Dans une autre lettre, saint Bruno souligne qu’il ne considérait comme hérétiques que ceux qui nient les principes catholiques sur la question des investitures, et non ceux qui, dans l’ordre concret, pressés par les circonstances, agissent d’une manière non conforme à la vraie doctrine [28]. Cependant, cette réserve n’est pas suffisante pour exempter Pascal II du soupçon d’hérésie, car il refusait, même après la cessation de la contrainte, de corriger le mal fait.
Le Pape savait très bien que saint Bruno n’écartait pas l’hypothèse de le déclarer déchu, car il résolut de destituer le saint de la charge influente d’abbé de Monte Cassino sur la base de l’allégation suivante :
« Si je ne l’écarte pas du gouvernement du monastère, il m’enlèvera, avec ses arguments, le gouvernement de l’Église » [29].
Et lorsque, enfin, le Pape se rétracta, devant le synode convoqué à Rome pour examiner la question, saint Bruno de Segni s’exclama :
« Que Dieu soit loué ! Car voici que le Pape lui-même a condamné ce prétendu privilège (d’investiture par le pouvoir temporel), qui est hérétique » [30].
Avec cette phrase, saint Bruno laissa entendre publiquement, pour la première fois, à quel point il soupçonnait l’orthodoxie de Pascal II. À cela, ses ennemis protestèrent énergiquement ; le plus éminent d’entre eux était l’abbé de Cluny, Jean de Gaète, « qui – lisons-nous dans Hefele-Leclercq – ne voulait pas permettre que le Pape soit accusé d’hérésie » [31].
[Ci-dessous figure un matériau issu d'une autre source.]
PR #73, opened 2020-04-09
Refactor to allow more flexible routing.

jewzaam:
Specifically to route ES and fluentd alerts to PD.

https://issues.redhat.com/browse/OSD-3326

Saint Bruno de Segni n’était pas le seul saint de l’époque qui admettait la possibilité d’une hérésie chez Pascal II.
En 1112, l’archevêque Guido de Vienne, futur Pape Calixte II, convoqua un synode provincial, auquel participèrent, entre autres évêques, saint Hugues de Grenoble et saint Godefroy d’Amiens. Avec l’approbation de ces deux saints, le synode révoqua les décrets extorqués par l’empereur au Pape et envoya à ce dernier une lettre dans laquelle nous lisons :
« Si, comme nous ne l’attendons absolument pas, vous choisissez une autre voie et refusez de confirmer les décisions de notre autorité, que Dieu nous aide, car ainsi vous nous sépareriez de l’obéissance envers vous » [32].
Ces mots contiennent une menace de rupture avec Pascal II, explicable uniquement par le fait que dans l’esprit des évêques réunis à Vienne, trois notions étaient unies :
premièrement, ils étaient convaincus qu’il constituait une hérésie de nier la doctrine de l’Église sur les investitures ;
deuxièmement, ils soupçonnaient que le Pape avait embrassé cette hérésie ;
et troisièmement, ils considéraient qu’un Pape, dans l’éventualité d’être hérétique, perdrait sa charge, et ne devrait donc plus être obéi [33].
Cette interprétation est confirmée, de manière à éliminer tout doute, par les lettres écrites à cette occasion par saint Yves de Chartres, auxquelles nous faisons allusion ci-après.
Après avoir relaté les événements du synode de Vienne, Hefele-Leclercq écrit :
« Le résultat fut que, le 20 octobre de cette même année, le Pape confirma, dans une brève lettre et en termes vagues, les décisions prises à Vienne, et loua le zèle de Guido. C’est la peur d’un schisme qui conduisit le Pape à adopter cette attitude » [34].
Pour discréditer ce synode provincial de Vienne, on pourrait arguer qu’un autre saint, l’évêque Yves de Chartres, refusa d’y participer, alléguant que personne ne pouvait juger le Pape [35].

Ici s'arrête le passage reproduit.